Cap and Bells also produced an undefeated racehorse and eventual very good sire in Drone, a gray son of Sir Ivor’s sire Sir Gaylord who was considered a major classics contender until he (like his sire) broke down before the Kentucky Derby. Despite having never won a stakes in his four starts, Drone was retired to stud at breeder/owner Claiborne Farm where he proved their instincts right.

After being sold for $70,000 as a yearling at Keeneland’s July sale in 1975 and shipped to Europe, Lady Capulet flattered her family form as a 3-year-old by winning the Irish One Thousand Guineas (Ire-I) and placing in both the Coronation Stakes (Eng-II) and Pretty Polly Stakes (Ire-II). That same year, Turkish Treasure, a daughter of Sir Ivor produced by Lady Capulet’s half sister Turban (by Bagdad) won the Cherry Hinton Stakes (Eng-III) and Park Stakes (Ire-III). It would seem that the cross of Sir Gaylord/Sir Ivor on this family did quite well, indeed. 

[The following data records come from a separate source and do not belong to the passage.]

Issue #5512, opened 2023-05-17
Trim down the list of allowed template modifiers


dtdesign:
WoltLab Suite 6.0 restricts the usage of built-in PHP functions in templates to a safe subset. This list was previously only enforced in the enterprise mode and was a few times extended for compatibility reasons.

There are still too many functions that imply some heavy business logic and should not belong in the template. For reference, this is the list at the time of writing: https://github.com/WoltLab/WCF/blob/c853f0e78a07fca3620025a110dd80ce7c7e43f4/wcfsetup/install/files/lib/system/template/TemplateScriptingCompiler.class.php#L37C1-L134

## Candidates for Removal

| PHP Function | Reason |
|--------------|--------|
| `addslashes` | Not safe for escaping, there are other proper escaping functions available. |
| `array_diff` | Comparing complex values is a non trivial task. |
| `array_fill` | Data structures should not be created in templates. |
| `array_slice` | Data manipulations should take place in PHP code. |
| `constant` | Complex conditions should be pre-computed in PHP code. |
| `doubleval` | This is an alias for `floatval()`. |
| `file_exists` | File system operation, usually relying on deprecated directory constants. |
| `hash` | Computing complex hashes that go beyond a simple `md5()` or `sha1()` should not be performed in the template. |
| `htmlspecialchars` | Not safe for escaping, there are other proper escaping functions available. |
| `html_entity_decode` | Decoding of data should be performed in PHP code or offloaded to the JavaScript utility functions. |
| `http_build_query` | URLs should be constructed in PHP or using JavaScript’s `URL` object. |
| `json_encode` | Encode values in PHP code, invoke `json` or use JavaScript’s `JSON.stringify()`. |
| `lcfirst` | Unsafe for UTF-8 strings, should use the `StringUtil` helper methods in either PHP or JavaScript. |
| `mb_strpos` | Appears twice in the list, one occurrence should be removed. |
| `nl2br` | Unsafe operation that potentially emits unescaped HTML, should use `newlineToBreak` instead. |
| `number_format` | There is already the `#` prefix as well as the `currency` modifier. |
| `parse_url` | Unsafe operation for malformed URLs, should use the PHP helper `Url` or the native JavaScript `URL` constructor. |
| ~`print_r`~ | ~For debugging purposes there is already `wcfDebug`~ |
| ~`rawurlencode`~ | ~Encoding of data should be performed in PHP code or offloaded to the native JavaScript functions.~ |
[...]

PR #5621, opened 2023-08-13
fix usage of forbidden functions in templates

mutec:
see #5512


dtdesign (approved):

dtdesign:
Thank you for your help!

Three years after Lady Capulet was foaled, Cap and Bells produced her last foal, Mobcap (by Tom Rolfe), an unraced filly whose son Notebook became one of the first New York-breds of the modern era to win more than one graded stakes and later became a successful sire in Florida.

Retired to broodmare duty in Ireland, Lady Capulet produced three unsuccessful daughters before foaling Entitled, a son of Mill Reef who won the Tara Sires Desmond Stakes (Ire-III) and placed in the Airlie Coolmore Irish Two Thousand Guineas (Ire-I), Dunnes Stores St. Bernard Phoenix Championship Stakes (Ire-I), and Budweiser Irish Derby (Ire-I). Five years later El Prado (bred by Lyonstown Stud) came along and won four of his five starts at 2 in Ireland, including the National, which Sir Wimborne had taken, but since then had been elevated to a group I.

With racing credentials such as those and a powerful international family to boot close up in his pedigree, it was perhaps not so surprising he was given a chance at stud. At that task he succeeded so splendidly as to have set himself up as a potential centerpiece in any wing that might be created for illustrious Thoroughbreds in the museum from which he takes his name.